42 Como siempre que se producen discusiones, la atmósfera era pesada. Pero era el precio a pagar. El objetivo de mi visita a los “libres” no era observar a uno de los grandes, sobre el que se han escrito bibliotecas enteras [1]. De hecho, con el encuentro personal disminuye su talla.
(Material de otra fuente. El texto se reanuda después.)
PR #1289, opened 2024-01-12
JSON parser tests

markwharton:
This PR adds a time zone offset to ensure that tests pass in any region and fixes a broken link to the Moddable testing documentation.


phoddie:
Thank for the fix. We've merged this internally and will push public shortly.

Quería obtener información sobre uno de ellos, que apenas tomaba parte en la conversación. Se sentaba, silencioso, ante su vaso, fumando con evidente placer. Se decía que su única pasión era un buen cigarro puro. Por otra parte, ni en su vida profesional –era por entonces profesor en un colegio privado para muchachas de buena familia– ni en el matrimonio ni en la literatura (con una sola excepción) había cosechado grandes éxitos.
Su esposa, con la que Mackay [2] sostuvo, muchos años después del divorcio, una entrevista en Londres, conservaba de él un detestable recuerdo. Se habían casado, en circunstancias escandalosas para la época, en la casa que ella tenía en Berlín, con Buhl y Bauer como testigos. Cuando llegó el clérigo, miembro del Supremo Consejo Consistorial, apareció Bruno, en mangas de camisa, saliendo de un cuarto contiguo. También la novia llegó tarde, sin ramo de flores ni velo –faltaba la Biblia y no tenía los anillos de boda. Bruno Bauer les echó una mano, sacando de su monedero unos anillos de latón. El humor berlinés los convirtió en los “anillos de la bronca”. Acabaron todos bebiendo cerveza y reanudaron su interrumpida partida de naipes.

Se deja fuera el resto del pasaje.